It has always been hard nearly impossible for me to trust others with caring for Wesley.  First, he was born at 29 weeks gestation which caused me to have some serious anxiety about how my child was taken care of and who was taking care of him.  Wesley was in the NICU for 8 weeks.  It was so hard to leave the hospital every day and let strangers that I barely knew take care of my new baby.  In the pregnancy books, I always skipped over the “premature baby” parts because I never thought it would happen to me.  Welp, I should have read those chapters because I was completely in the dark about what was going on.  In the NICU, I could only hold him at certain scheduled times of the day.  Some of the nurses would let me hold him when I wanted to, then others acted like he belonged to them and wouldn’t even let me touch him.  We brawled!  I was always unsure if my instinct was right or if the nurses were right.  They all had their own standards on what they thought was the right thing to do… By the time I left the hospital, I learned to trust my own instinct, and to this day I am positive that even if you are a first time mommy, you know what is best for your baby.  No one else does.  Ask questions when you are unsure, but you know what is best.

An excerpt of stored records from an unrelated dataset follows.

PR #600, opened 2022-08-02
Delete autogenerated file and code

apoorv1316:
## Summary
- Deleted index.js which was created while installing the old versions of cypress. From cypress 10 onwards we don't need the 'plugins/index.js' file. So removed it along with a piece of code from 'cypress.config.ts'.

## Type of change

      not work as expected)

### Checklist:


cypress.config.ts
```diff
@@ -3,11 +3,6 @@ import { defineConfig } from 'cypress'
...
   projectId: 'upc13x',
   e2e: {
-    // We've imported your old cypress plugins here.
-    // You may want to clean this up later by importing these.
-    setupNodeEvents(on, config) {
-      return require('./cypress/plugins/index.js')(on, config)
-    },
     baseUrl: 'http://localhost:3000',
     specPattern: 'cypress/e2e/**/*.{js,jsx,ts,tsx}',
     execTimeout:1800000,
```
mohinid, line 8: why is this exec timeout so high?

apoorv1316: I just copied it from the last config 😬. Anyway, we can remove this because we are not using cy.exec() command anywhere in the app.

apoorv1316: @mohinid I have removed the execTimeout like we discussed. Please approve the PR.

mohinid (approved):

PR #609, opened 2022-08-09
Combine previous employments APIs for Employee and Admin

mohinid:
## Notion card
https://www.notion.so/saeloun/6afc9500b2cc42af86be55f37894fb09?v=b4528f26f4424af7beaf036262796cb3&p=0e05f8024ea94d3a99c62ac6a18e2656&pm=s

## Summary
Previously we had created 2 separate APIs for employee(with index and create to access own record) and admin (index, create for a specific user). Have a workaround to combine both cases in 1 API.

## Type of change

- [x] Enhancement

## How Has This Been Tested?
RSpec

### Checklist:


spec/requests/internal_api/v1/users/previous_employments/create_spec.rb
```diff
@@ -131,6 +131,25 @@
       end
 
       it "is successful" do
+        expect(response).to have_http_status(:ok)
```
keshavbiswa, line 134: Since we have covered all the cases in our policy files we may only use simple cases for our request specs.

keshavbiswa (approved):

spec/requests/internal_api/v1/users/previous_employments/create_spec.rb
mohinid: hey no some of them are not covered like in valid Ids and unsuccessful responses. hence covered all.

So, when we came home from the hospital, I was a mean mamma lion.  I was very protective of my little man.  He still had a very low immune system since he was born so early.  The doctors emphasized that he shouldn’t be out in public for several months, that he shouldn’t be around anyone who was sick including myself or my husband.  It could kill him if he caught a cold because his lungs were still developing.  RSV was a huge concern.  I wouldn’t even let his grandparents come see him for weeks after he came home.  I was so scared that my baby could get sick and die.

Just when I started getting comfortable that he was old enough to get sick was when we discovered his food allergies.  That was when I decided that he probably wouldn’t go to public school.  Just about every week I read an experience where someone at school gave a food allergic kid something that seemed fine and the child ate it and died.  I decided that I would either home school him or be a full time volunteer at his school.  How could I yet again trust a person that I don’t know to care for my child along with 20 other children and make sure he didn’t get something with milk, soy or egg in it?  Even I have made mistakes.  One of my mistakes caused me to have to pull out the Epi Pen and use it.  Brad has made mistakes.  Other family members have made mistakes.  And we all well know what can happen if we make a mistake.  What about someone who doesn’t love Wesley the way we do?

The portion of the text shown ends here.